Волшебник поднялся и посмотрел на башню. Вид этих закрытых ставней всегда заставлял его ежиться. Он намеревался, когда князь вернется, получить у него разрешение осмотреть комнату в башне. Может быть, если он получит возможность постоять там, вдохнуть воздух, коснуться предметов, которых касалась Ариани, он сможет уловить следы того, что там когда-то случилось. В те немногие разы, когда Аркониэль заговаривал о событиях того дня, Тобин умолкал, лицо его становилось пустым, и это очень беспокоило волшебника.

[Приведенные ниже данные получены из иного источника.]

PR #650, opened 2024-05-30
Replace recv_loop with the new callback handler since they do the same; calling callbacks from a different thread

marcemmers:
## Describe your changes
The recv_loop is used to handle messages from a different thread than the one transmitting them. Sometimes when we receive a message we transmit a response and wait on the result. If we are calling that from the same thread we've created a deadlock.

Recently I introduced a new thread for handling callbacks. The recv_loop is essentially also calling a callback so could make use of the same thread instead of having its own.


marcemmers:
I will close this PR for now. @AssemblyJohn rightfully pointed out that the queue has to be cleared on a disconnect and that would potentially require more logic and complexity than I am trying to remove.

Аркониэль отметал глупые разговоры Нари о том, что Тобин был одержим или каким-то образом оказался виноват в падении Ариани. Однако чем дольше Аркониэль жил в замке, тем более остро чувствовал он всепроникающее присутствие мертвого ребенка. Он ощущал исходящий от него холод. И еще он, как и Нари, слышал, что Тобин шепотом обращается к призраку, волшебник часто гадал, какого рода ответ в таких случаях получает мальчик.
Что было бы, если в тот день Тобин упал из окна башни? На мгновение Аркониэлю показалось, что из-за закрытых ставней за ним следят двое детей, единые в смерти, как они должны были бы быть едины в жизни.
— Я тут рассудка лишусь, — пробормотал Аркониэль, раскидывая для птиц горошины.
В надежде развеяться он отправился во двор и стал наблюдать, как Тобин упражняется под руководством Фарина. Да, этот воин знал, как учить мальчика.
Оба сражающихся улыбались, наступая и отступая, размахивая своими деревянными мечами. Какие бы высокие требования ни предъявлял к Тобину Фарин, мальчик из кожи вон лез, чтобы угодить наставнику, которого обожал так откровенно, что Аркониэлю оставалось только завидовать. Тобин надел видавшую лучшие времена кожаную тунику и завязал волосы на затылке — получилась миниатюрная темноволосая копия белокожего Фарина. Аркониэль давно примирился с тем, что эти уроки в отличие от его собственных полностью захватывали мальчика. Он ведь никогда не собирался становиться учителем и теперь признавался себе в том, что не очень преуспевает на этом поприще.
Одной из проблем было сохраняющееся недоверие к нему Тобина. Аркониэль чувствовал его с самого начала, и изменений к лучшему не происходило. Волшебник не сомневался, что какую-то роль в этом играет демон. Дух мертвого ребенка помнил обстоятельства своей смерти, не рассказал ли он о них Тобину? Нари так не думала, но Аркониэль не сомневался, что демон с самого начала настроил Тобина против него.
Несмотря на все эти осложнения, Аркониэль все больше привязывался к ребенку. Тобин был умен и восприимчив, когда того желал, и со всеми, кроме Аркониэля, сердечен и благовоспитан.
В последнее время, впрочем, возникло новое обстоятельство, привлекшее внимание Аркониэля и наполнившее его смесью удивления и опасений. Было несколько случаев, когда мальчик обнаружил что-то вроде ясновидения. Неделю назад Тобин заявил, что вот-вот придет письмо от его отца, целый день ждал у ворот и дождался: появился гонец с сообщением от князя — тот писал, что не сможет прибыть в замок ко дню рождения Тобина.